Vigabatrin is effective for the treatment of infantile spasms in pediatric patients from 1 month to 2 years of age.

• The most common adverse reactions in this population are somnolence, bronchitis, ear infection, and acute otitis media.
• The duration of therapy for infantile spasms was evaluated in a post hoc analysis, suggesting that a total duration of 6 months of vigabatrin therapy is adequate for the treatment of infantile spasms 2.

From the Research

Definition and Treatment of Infantile Spasms

• Infantile spasms are a rare, catastrophic, age-specific seizure disorder of infancy, often associated with developmental delay 3.
• The mainstay of treatment for infantile spasms is adrenocorticotropic hormone (ACTH), but vigabatrin has been used as an alternative, especially for infantile spasms related to tuberous sclerosis complex 4, 3, 5.

Efficacy of Vigabatrin

• Vigabatrin has been shown to be effective in decreasing the frequency of infantile spasms, particularly in cases related to tuberous sclerosis complex 3, 5.
• A retrospective study found that 30% of infants with infantile spasms not related to tuberous sclerosis complex responded to vigabatrin therapy within 4 weeks, with 27% remaining free of all clinical seizure types at final follow-up 4.
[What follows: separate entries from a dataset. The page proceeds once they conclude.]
PR #271, opened 2026-09-17
9/17/2026

kwcckw:


frame_2D_alg/agg_recursion.py
```diff
@@ -253,14 +253,20 @@ def nt_vt(n,_n):
...
+            T.kern,T.yx,T.span,T.angl = copy(E.kern),copy(E.yx),E.span,copy(E.angl)
+            T.L_,T.B_,T.m_,T.d_ = [],[],[E.m],[E.d]; T._N_ = list(set(n for L in E.rim for n in L.N_ if n is not E))
+            T._r=_r+E.r; T.r=T._r; T.r_={}; T.olp=0; T.fin=0; T.i=T.id; T.typ=2 if fC else 3
+        return T
 
     def prioritize(T_):  # stronger membership charges weaker; ties split the charge
         root__ = {}
         for T in T_:
-            T.r_ = {}; w,c = (wcC,ccC) if T.typ==1 else (wcN,ccN)
+            T.r_ = {}; w,c = (wcC,ccC) if T.typ==2 else (wcN,ccN)
```
kwcckw, line 269: The existing types here is a bit confusing. For fC, their typ should be 2, while typ should be 3 for connectivity clustering? typ = 1 is for link only?

frame_2D_alg/agg_recursion.py
```diff
@@ -253,14 +253,20 @@ def nt_vt(n,_n):
 
 def cluster_(Ft, E_,_r,_c):  # fC(E): CC, else CN; returns G_,Ct,med_
 
-    def pack(N_, nF, root=None):  # summary only, no member or root-value updates
+    def pack(N_, nF='Nt', root=None, fseed=0, fC=0):  # summary only, no member or root-value updates
         m,d,dTT,c,r = sum_vt(N_, fm=1)
-        return CF(N_= N_,nF=nF,root=root,wTT=Ft.wTT,dTT=dTT,m=m,d=d,c=c,r=r)
+        T = (CF,(CN,CL)[fC])[fseed](N_=N_,nF=nF,root=root,wTT=Ft.wTT,dTT=dTT,m=m,d=d,c=c,r=r)
```
kwcckw, line 258: For init, we should use CL when fC is 1, while CN for the others?

That CF is only relevant to sum Ns to Ft.

frame_2D_alg/agg_recursion.py
```diff
@@ -269,38 +275,40 @@ def prioritize(T_):  # stronger membership charges weaker; ties split the charge
...
-            else:    T.fin = set(T.N_)==N_ and dr<=ave
-        G_ = [T for T in front_ if T.typ==2]; C_ = [T for T in front_ if T.typ==1]
-        if not any(not T.fin for T in front_):  # or remove from front?
-            break
+            Dr = max(Dr,dr); Up += up  # not using Dr now
+            if T.typ==2: T.fin = up*wcC <= avd*(T.r+ccC*len(T.N_)) and dr<=ave
+            else:        T.fin = set(T.N_)==N_ and dr<=ave
+        G_ = [T for T in front_ if T.typ==3]; C_ = [T for T in front_ if T.typ==2]
+        conv = 0  # eval per front_  
+        if Up:
```
kwcckw, line 303: The existing convergence eval is per T in front_, i think it should be per front_ to stop the iterations, which is similar with the cluster_P?

frame_2D_alg/agg_recursion.py
boris-kz: It's confusing because our forks keep changing.
sorry my Lt packing in Nt and Bt was wrong, Bt is also a links fork, it should only get Lt and own Bt when converted to Nt in der+.
So CN should still have Nt,Lt,Bt,Ct, because top Lt and Bt are not packed in N_ nodes

frame_2D_alg/agg_recursion.py
boris-kz: yes, that's for global convergence

frame_2D_alg/agg_recursion.py
boris-kz: you use typ 2 for CC, that's not CL?

boris-kz: astra:
<html><head></head><body><p><code inline="">CL</code> can represent a centroid with <code inline="">typ=2</code>: the class supplies its fields, while <code inline="">typ</code> controls comparison. The problematic change is using <code inline="">CN</code> for temporary connectivity clusters without updating initialization and copying.</p><p>Reviewed head <code inline="">27b0c91</code>. Three problems introduced by these changes:</p><ol><li><p><strong>CN seeds lose their member.</strong> At <a href="https://github.com/kwcckw/CogAlg/blob/27b0c91e5a932b9d2cb653f0dfaab0cba50d31fa/frame_2D_alg/agg_recursion.py#L258-L263">L258–263</a>, <code inline="">CN(N_=[E])</code> creates an empty <code inline="">Nt</code>; inherited <code inline="">CF.__init__</code> sees the existing <code inline="">N_</code> property and skips assignment. <code inline="">cluster_N</code> receives an empty seed, then <code inline="">prioritize</code> divides by zero. Explicitly assign <code inline="">T.N_</code> after construction.</p></li><li><p><strong>Rollback no longer restores the previous graph.</strong> <a href="https://github.com/kwcckw/CogAlg/blob/27b0c91e5a932b9d2cb653f0dfaab0cba50d31fa/frame_2D_alg/agg_recursion.py#L339">L339</a> shallow-copies CN, sharing <code inline="">Nt</code>, <code inline="">Lt</code>, and <code inline="">Bt</code>. Assigning or extending their member lists changes <code inline="">_G</code> too. Consequently, restoring <code inline="">_front_</code> restores changed memberships with old summaries and scores. Copy the mutable forks while retaining member identities.</p></li><li><p><strong>Global convergence ignores continuing overlap changes.</strong> <a href="https://github.com/kwcckw/CogAlg/blob/27b0c91e5a932b9d2cb653f0dfaab0cba50d31fa/frame_2D_alg/agg_recursion.py#L293-L311">L293–311</a> computes <code inline="">Dr</code> but excludes it from termination. Unchanged membership scores can produce <code inline="">Up=0</code>, <code inline="">T.fin=False</code>, yet <code inline="">conv=1</code>. That skips further expansion under the changed overlap costs. Removed members/proposals also contribute nothing to <code inline="">Up</code>.</p></li></ol><p>The discussion exposes three existing inconsistencies:</p><ol start="4"><li><p><strong>Your revised fork ownership is not implemented.</strong> <a href="https://github.com/kwcckw/CogAlg/blob/27b0c91e5a932b9d2cb653f0dfaab0cba50d31fa/frame_2D_alg/agg_recursion.py#L323-L327">L323–327</a> omits <code inline="">T.L_</code> and passes forks positionally as:</p>
comb_Ft parameter | Actual contents
-- | --
Nt | T.N_
Lt | T.B_
Bt | T.C_

<p>Internal links disappear from this handoff; boundary links supply core-link orientation. <code inline="">comb_Ft</code>, <code inline="">cross_comp</code>, and <code inline="">proj_N</code> also retain the earlier nested-link ownership.</p></li><li><p><strong>Centroids lose <code inline="">typ=2</code> downstream.</strong> <a href="https://github.com/kwcckw/CogAlg/blob/27b0c91e5a932b9d2cb653f0dfaab0cba50d31fa/frame_2D_alg/agg_recursion.py#L477-L492">L477–492</a> selects <code inline="">CL</code> using local <code inline="">typ=2</code>, but never passes that tag into construction. <code inline="">cluster_P</code> therefore produces <code inline="">typ=1</code> centroids, making subsequent <code inline="">comp_N</code> skip centroid subcomparison.</p></li><li><p><strong>High-variance Gs repeatedly seed the same members.</strong> <a href="https://github.com/kwcckw/CogAlg/blob/27b0c91e5a932b9d2cb653f0dfaab0cba50d31fa/frame_2D_alg/agg_recursion.py#L284-L287">L284–287</a> creates fresh Cs every round; <code inline="">set(C_)</code> cannot deduplicate distinct objects. These duplicates increase overlap charges and register as new change in <code inline="">Up</code>. Seeding needs remembered member identity or an explicit reseeding criterion.</p></li></ol><p>Targeted execution confirmed the empty seed, shared-fork mutation, lost centroid type, and premature convergence.</p></body></html>`CL` can represent a centroid with `typ=2`: the class supplies its fields, while `typ` controls comparison. The problematic change is using `CN` for temporary connectivity clusters without updating initialization and copying.

Reviewed head `27b0c91`. Three problems introduced by these changes:

1. **CN seeds lose their member.** At [[L258–263](https://github.com/kwcckw/CogAlg/blob/27b0c91e5a932b9d2cb653f0dfaab0cba50d31fa/frame_2D_alg/agg_recursion.py#L258-L263)](https://github.com/kwcckw/CogAlg/blob/27b0c91e5a932b9d2cb653f0dfaab0cba50d31fa/frame_2D_alg/agg_recursion.py#L258-L263), `CN(N_=[E])` creates an empty `Nt`; inherited `CF.__init__` sees the existing `N_` property and skips assignment. `cluster_N` receives an empty seed, then `prioritize` divides by zero. Explicitly assign `T.N_` after construction.

2. **Rollback no longer restores the previous graph.** [[L339](https://github.com/kwcckw/CogAlg/blob/27b0c91e5a932b9d2cb653f0dfaab0cba50d31fa/frame_2D_alg/agg_recursion.py#L339)](https://github.com/kwcckw/CogAlg/blob/27b0c91e5a932b9d2cb653f0dfaab0cba50d31fa/frame_2D_alg/agg_recursion.py#L339) shallow-copies CN, sharing `Nt`, `Lt`, and `Bt`. Assigning or extending their member lists changes `_G` too. Consequently, restoring `_front_` restores changed memberships with old summaries and scores. Copy the mutable forks while retaining member identities.

3. **Global convergence ignores continuing overlap changes.** [[L293–311](https://github.com/kwcckw/CogAlg/blob/27b0c91e5a932b9d2cb653f0dfaab0cba50d31fa/frame_2D_alg/agg_recursion.py#L293-L311)](https://github.com/kwcckw/CogAlg/blob/27b0c91e5a932b9d2cb653f0dfaab0cba50d31fa/frame_2D_alg/agg_recursion.py#L293-L311) computes `Dr` but excludes it from termination. Unchanged membership scores can produce `Up=0`, `T.fin=False`, yet `conv=1`. That skips further expansion under the changed overlap costs. Removed members/proposals also contribute nothing to `Up`.

The discussion exposes three existing inconsistencies:

4. **Your revised fork ownership is not implemented.** [[L323–327](https://github.com/kwcckw/CogAlg/blob/27b0c91e5a932b9d2cb653f0dfaab0cba50d31fa/frame_2D_alg/agg_recursion.py#L323-L327)](https://github.com/kwcckw/CogAlg/blob/27b0c91e5a932b9d2cb653f0dfaab0cba50d31fa/frame_2D_alg/agg_recursion.py#L323-L327) omits `T.L_` and passes forks positionally as:

   | `comb_Ft` parameter | Actual contents |
   | ------------------- | --------------- |
   | `Nt`                | `T.N_`          |
   | `Lt`                | `T.B_`          |
   | `Bt`                | `T.C_`          |

   Internal links disappear from this handoff; boundary links supply core-link orientation. `comb_Ft`, `cross_comp`, and `proj_N` also retain the earlier nested-link ownership.

5. **Centroids lose `typ=2` downstream.** [[L477–492](https://github.com/kwcckw/CogAlg/blob/27b0c91e5a932b9d2cb653f0dfaab0cba50d31fa/frame_2D_alg/agg_recursion.py#L477-L492)](https://github.com/kwcckw/CogAlg/blob/27b0c91e5a932b9d2cb653f0dfaab0cba50d31fa/frame_2D_alg/agg_recursion.py#L477-L492) selects `CL` using local `typ=2`, but never passes that tag into construction. `cluster_P` therefore produces `typ=1` centroids, making subsequent `comp_N` skip centroid subcomparison.

6. **High-variance Gs repeatedly seed the same members.** [[L284–287](https://github.com/kwcckw/CogAlg/blob/27b0c91e5a932b9d2cb653f0dfaab0cba50d31fa/frame_2D_alg/agg_recursion.py#L284-L287)](https://github.com/kwcckw/CogAlg/blob/27b0c91e5a932b9d2cb653f0dfaab0cba50d31fa/frame_2D_alg/agg_recursion.py#L284-L287) creates fresh Cs every round; `set(C_)` cannot deduplicate distinct objects. These duplicates increase overlap charges and register as new change in `Up`. Seeding needs remembered member identity or an explicit reseeding criterion.

Targeted execution confirmed the empty seed, shared-fork mutation, lost centroid type, and premature convergence.

frame_2D_alg/agg_recursion.py
kwcckw: Okay, but we removed that B fork in sum2G now, so we won't get converted Bt anymore?

frame_2D_alg/agg_recursion.py
kwcckw: If i'm not mistaken, typ 0 = CF, typ1 = CL, typ 2 = CC (using CL), typ 3 = CN?  So CC is a typ 2 CL, which we already decided that previously.

frame_2D_alg/agg_recursion.py
boris-kz: need to add that option in cross_comp

kwcckw: Okay, i guess we only need to add Bt fork recursion in cross_comp since C fork is done via med_.

boris-kz: Actually this link sub+ is connectivity clustering per G, not extensible centroid clustering.
So it should still be in sum2G

boris-kz: def sum2G(ft_, fTT, root=None, init=1):  # finalize cluster

    if not init:
        N_,_,ntt,nc,nr = ft_[0]; N_+=root.N_; ntt+=root.Nt.dTT; nc+=root.Nt.c; nr+=root.Nt.r; ft_[0] = N_,_,ntt,nc,nr
    Ft_ = []
        if ft: n_,_,tt,c,r = ft; Ft_+= [CF(N_=n_,nF=nF,dTT=tt,m=(vt:=val_(tt,wTT,1))[0],d=vt[1],c=c,r=r)]
        else:  Ft_ += [CF()]
    Ft_ += [sum2F(list(set(C_)), root.Ct if root else None ,nF='Ct') if C_ else CF(nF='Ct')]  # add multiple root_ in Cs?
    if Lt:= G.Lt:  # rng+'sub+
            cross_comp(G, proj_L_(combinations(N_,2),G, lr), lr+1, 'Nt')  # replace G Nt,Lt
    if Bt:= G.Bt:  # der+'sub+
        bd,bc,br = Bt.d,Bt.c,Bt.r; rroot = root.root if root.root else 0
        if N.typ!=1 and gv_(bd*bc*wX - Av*(br+1+cX)):  # no ddfork, eval len?
            cross_comp(F2N(G.Bt), proj_L_(combinations([F2N(L) for L in Bt.N_],2),G,br),br, nF='Bt')
        if rroot: Bt.brrw = Bt.m * (rroot.m * (decay * (rroot.span/G.span)))  # external lend, subtract from root?
    if G.Lt or G.Bt: G.dTT,G.c,G.r = sum_vt([G.Nt,G.Lt,G.Bt]); G.m,G.d = val_(G.dTT,G.wTT,fd=1)  # recompute after deeper sub
    FV_(CoF.get(), G.dTT, G.c, G.r)
    return G

boris-kz: astra:
The revised role for `sum2G` makes sense: **finalize each G, including its local link `sub+`.** The [[posted version](https://github.com/boris-kz/CogAlg/pull/271#discussion_r4041910579)](https://github.com/boris-kz/CogAlg/pull/271#discussion_r4041910579) still needs four connections resolved:

1. **The called operation remains broader than local connectivity clustering.** `cross_comp` invokes `cluster_`, which runs centroid refinement, then recursively compares medoids and returned Gs. `cluster_N` also follows member rims without restricting candidates to the enclosing G. Moving this call into `sum2G` therefore does not establish the proposed scope. Local `sub+` needs an explicit scope and clustering mode. [[Current calls](https://github.com/kwcckw/CogAlg/blob/27b0c91e5a932b9d2cb653f0dfaab0cba50d31fa/frame_2D_alg/agg_recursion.py#L99-L105)](https://github.com/kwcckw/CogAlg/blob/27b0c91e5a932b9d2cb653f0dfaab0cba50d31fa/frame_2D_alg/agg_recursion.py#L99-L105)

2. **Comment L21 targets the wrong fork after promotion.** `F2N(G.Bt)` moves the original boundary members into the promoted graph’s `Nt`. Passing `nF='Bt'` selects its newly created, empty boundary fork. Use `Nt` internally while retaining the outer attachment as `G.Bt`. Recursive dispatch also needs attention: `F2N` leaves the promoted object’s `nF='Bt'`. The existing `cross_comp` access to `Ft.Lt` must follow the restored graph-level `Lt` ownership.

3. **Recompute the promoted boundary graph before its parent.** After correcting that routing, `cross_comp` updates the promoted graph’s internal fork summaries. Its own `dTT,c,r,m,d` remain unchanged. Comment L23 then reads those stale values through `G.Bt`. Aggregate the promoted graph first, then aggregate `G`, excluding `Ct` at both levels. [[Fork summary update](https://github.com/kwcckw/CogAlg/blob/27b0c91e5a932b9d2cb653f0dfaab0cba50d31fa/frame_2D_alg/agg_recursion.py#L329-L332)](https://github.com/kwcckw/CogAlg/blob/27b0c91e5a932b9d2cb653f0dfaab0cba50d31fa/frame_2D_alg/agg_recursion.py#L329-L332)

4. **`cluster_` currently bypasses this finalization.** Its output Gs go directly through `comb_Ft`, so restoring `sub+` only in `sum2G` will not process those Gs. That output path must invoke the intended finalization too. [[L322–328](https://github.com/kwcckw/CogAlg/blob/27b0c91e5a932b9d2cb653f0dfaab0cba50d31fa/frame_2D_alg/agg_recursion.py#L322-L328)](https://github.com/kwcckw/CogAlg/blob/27b0c91e5a932b9d2cb653f0dfaab0cba50d31fa/frame_2D_alg/agg_recursion.py#L322-L328)

For `H`, this gives a precise distinction: an unprocessed `Bt` stays flat; successful `der+` develops the promoted graph’s `Nt.H`.

kwcckw: > cross_comp(F2N(G.Bt), proj_L_(combinations([F2N(L) for L in Bt.N_],2),G,br),br, nF='Bt')

So we may get Nt, Lt, Bt and Ct per Bt now.

Also since we have this `if Lt:= G.Lt:  # rng+'sub+`, wouldn't this be partly redundant to the existing C fork in cluster_? Since the C fork is unpacking high variance G.N_ and recluster them again.

frame_2D_alg/agg_recursion.py
boris-kz: right

frame_2D_alg/agg_recursion.py
boris-kz: that C fork is for clustering via existing rims, this is extended cross_comp

kwcckw: I see, but in the extended cross_comp, the number of pairs could be the same from a same set of Ns since the pairs are determined by their distance too? So that max in `if dist < max:` should be incremented with extend cross_comp?

    for _N, N in pairs:  # -> all-to-all pre-links
        if len(_N.H) != len(N.H): continue  # or comp x agg Lev?
        else:
            dy_dx = _N.yx - N.yx; dist = np.hypot(*dy_dx)  # rim angl is not canonic
            if dist < max:
                pTT = proj_V(_N, N, dist, dy_dx, root.m if root != 2 else decay ** (dist / ((_N.span + N.span) / 2)), r)  # based on current rim
                m, d = val_(pTT, ttN, 1)
                if fall or m > ave:
                    lc = min(_N.c, N.c); lr = r + (N.r + _N.r) / 2  # +|-match certainty
                    pL_ += [[dist, dy_dx, _N, N, lc, lr, pTT, m, d]]

boris-kz: yes, something like max*nsub, default=1

kwcckw: The nsub should be a local var and we need to parse it to the cross_comp? Because in sub+, the N_'s nsub should be remained the same.

frame_2D_alg/agg_recursion.py
```diff
@@ -269,38 +275,40 @@ def prioritize(T_):  # stronger membership charges weaker; ties split the charge
...
+            if _Up:  # first loop doesn't have prior
+                dUp_ += [_Up-Up]; dUp_ = dUp_[-5:]  # same with cluster_P, only last 5 loops
+                if sum(dUp_) < 0:  # break and preserve the last front_ before the divergence
+                    G_ = [T for T in _front_ if T.typ==3]; C_ = [T for T in _front_ if T.typ==2]; conv = 1
+                else: conv = Up <= avd
```
boris-kz, line 308: it should be cost per loop, not avd.

kwcckw: Sorry, that's a typo, it should be ave. We actually have Dr and Up now, so the cost should be based on the change in redundancy or m? Something like `(Up < ave or Dr < ave)`? Or both must be true?

kwcckw: The cost should be inverse of Up and Dr since we need to minimize them to converge?

boris-kz: we need a process cost per loop, so a loop should probably be a function
Dr would be added to that cost.

frame_2D_alg/agg_recursion.py
```diff
@@ -269,38 +275,40 @@ def prioritize(T_):  # stronger membership charges weaker; ties split the charge
...
-        if not any(not T.fin for T in front_):  # or remove from front?
-            break
+            Dr = max(Dr,dr); Up += up  # not using Dr now
+            if T.typ==2: T.fin = up*wcC <= avd*(T.r+ccC*len(T.N_)) and dr<=ave
+            else:        T.fin = set(T.N_)==N_ and dr<=ave
+        G_ = [T for T in front_ if T.typ==3]; C_ = [T for T in front_ if T.typ==2]
+        conv = 0  # eval per front_  
+        if Up:
+            if _Up:  # first loop doesn't have prior
+                dUp_ += [_Up-Up]; dUp_ = dUp_[-5:]  # same with cluster_P, only last 5 loops
```
boris-kz, line 305: this dUp is only needed if we want to project Up over multiple loops

frame_2D_alg/agg_recursion.py
boris-kz: astra:
 **One complete refinement round is a useful oF boundary**: expansion, centroid refinement, overlap priority, and pruning. Register it as a module-level function so the current tracer gives each round its own call record.

`Up > loop_cost + Dr` is coherent with two qualifications:

* **`loop_cost` should reflect that round’s workload.** The current `fc` estimates static code complexity; executed comparisons and callee work determine the process cost as the frontier changes. [[Cost construction](https://github.com/kwcckw/CogAlg/blob/27b0c91e5a932b9d2cb653f0dfaab0cba50d31fa/frame_2D_alg/meta_code.py#L144-L167)](https://github.com/kwcckw/CogAlg/blob/27b0c91e5a932b9d2cb653f0dfaab0cba50d31fa/frame_2D_alg/meta_code.py#L144-L167)
* **Redefine `Dr` as the change in redundancy cost charged against those updates.** Currently it is the maximum absolute change in membership redundancy. A reduction in overlap therefore produces positive `Dr` too. For your gate, increased redundancy raises the cost; reduced redundancy provides a credit. It also needs weighting onto the same scale as `Up`. [[Current calculation](https://github.com/kwcckw/CogAlg/blob/27b0c91e5a932b9d2cb653f0dfaab0cba50d31fa/frame_2D_alg/agg_recursion.py#L293-L298)](https://github.com/kwcckw/CogAlg/blob/27b0c91e5a932b9d2cb653f0dfaab0cba50d31fa/frame_2D_alg/agg_recursion.py#L293-L298)

The last round’s `Up` can estimate the next round’s update value. `dUp` becomes useful when projecting how that value changes over further rounds.

kwcckw: > this dUp is only needed if we want to project Up over multiple loops

Yes, that's for the case of divergence. After we pack the loop into a new function, this dUp should be packing each loop Up from the function?

boris-kz: divergence is just negative Up, then we need to pack _T_ instead of T_
same for accumulating it over multiple loops, we don't need that now.

astra draft:

`agg_recursion.py`, before L335:

```python
def cluster_loop(G_,C_,root__,_r, seed_,pack,prioritize):  # one round; helpers retain cluster_ scope

    F = CoF.get()
    old_ = {T.i:(T.typ,{n:(m,d,T.r_.get(n,0)) for n,m,d in zip(T.N_,T.m_,T.d_)}) for T in G_+C_}
    for T in G_+C_: T.fin=0  # continuation is global
    G_ = cluster_N(G_,_r,root__)
    for G in G_:
        if G.d * (G.c*wcC/(G.r*ccC)) * ((len(G.N_)-1)*wL) > avd:
            for N in G.N_:
                if N not in seed_ and N.m * (G.c*wcC/(G.r*ccC)) > ave:
                    C_ += [pack([N],root=G.root,fseed=1,fC=1)]; seed_.add(N)
    C_ = cluster_C(C_,_r)
    T_ = G_+C_; root__ = prioritize(T_); front_ = []
    for T in T_:
        w,c = (wcC,ccC) if T.typ==2 else (wcN,ccN)
        if T.w*T.c*w*((len(T.N_)-1)*wL) > ave*T.r*c: front_ += [T]
    if len(front_) != len(T_): root__ = prioritize(front_)

    Up,Dr = 0,0; new_ = {T.i:T for T in front_}
    for i in old_.keys() | new_.keys():
        T = new_.get(i); typ = T.typ if T is not None else old_[i][0]
        md_ = old_.get(i,(typ,{}))[1]
        md = {n:(m,d,T.r_[n]) for n,m,d in zip(T.N_,T.m_,T.d_)} if T is not None else {}
        w,c = (wcC,ccC) if typ==2 else (wcN,ccN)
        for n in md_.keys() | md.keys():  # includes removed memberships and proposals
            _m,_d,_rn = md_.get(n,(0,0,0)); m,d,rn = md.get(n,(0,0,0))
            Up += n.c*w*(abs(m-_m)+abs(d-_d))
            Dr += ave*n.c*c*(rn-_rn)  # signed redundancy cost, in update-value units

    F.fc = oF_[F.nF].fc; call_ = list(F.call_)
    while call_:  # static AST estimates, once per executed traced call
        f = call_.pop(); F.fc += oF_[f.nF].fc; call_ += f.call_
    F.w = Up-Dr; oF_[F.nF].V_ += [F.w]
    G_ = [T for T in front_ if T.typ==3]; C_ = [T for T in front_ if T.typ==2]
    return G_,C_,root__,gv_(Up - ave*F.fc - Dr)
```

L279:

```python
    G_,C_,root__,seed_ = [],[],{},set()
```

Replace L282–311:

```python
    while G_ or C_:
        G_,C_,root__,v = cluster_loop(G_,C_,root__,_r,seed_,pack,prioritize)
        if not v: break
```

[](sandbox:/workspace/scratch/26919bb9fa77/cluster_loop_draft.py) includes the registration, coefficient-unpacking, and seed-initialization edits.

kwcckw: Alright, and for this convergence eval in the draft above:

   return G_,C_,root__,gv_(Up - ave*F.fc - Dr)

That gv_ is redundant? Since it's just an eval for break?

boris-kz: This is for loop oF eval, same as any oF

kwcckw: From here:

    while G_ or C_:
        G_,C_,root__,v = cluster_loop(G_,C_,root__,_r,seed_,pack,prioritize)
        if not v: break
        
That's for convergence eval?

Side Effects and Limitations

• Vigabatrin is associated with a serious adverse effect, permanent visual field constriction, which may affect 6-7% of exposed infants 5.
• The use of vigabatrin is limited by its potential side effects, and treatment choices must balance the risks against the potential benefits of controlling the spasms 5.

Current Treatment Options

• Current first-line treatments for infantile spasms include ACTH, oral corticosteroids, and vigabatrin, with other antiepileptic drugs and novel therapies being explored 6, 7.
• The choice of treatment depends on the underlying cause of the infantile spasms and the individual patient's needs and circumstances 4, 3, 5, 6, 7.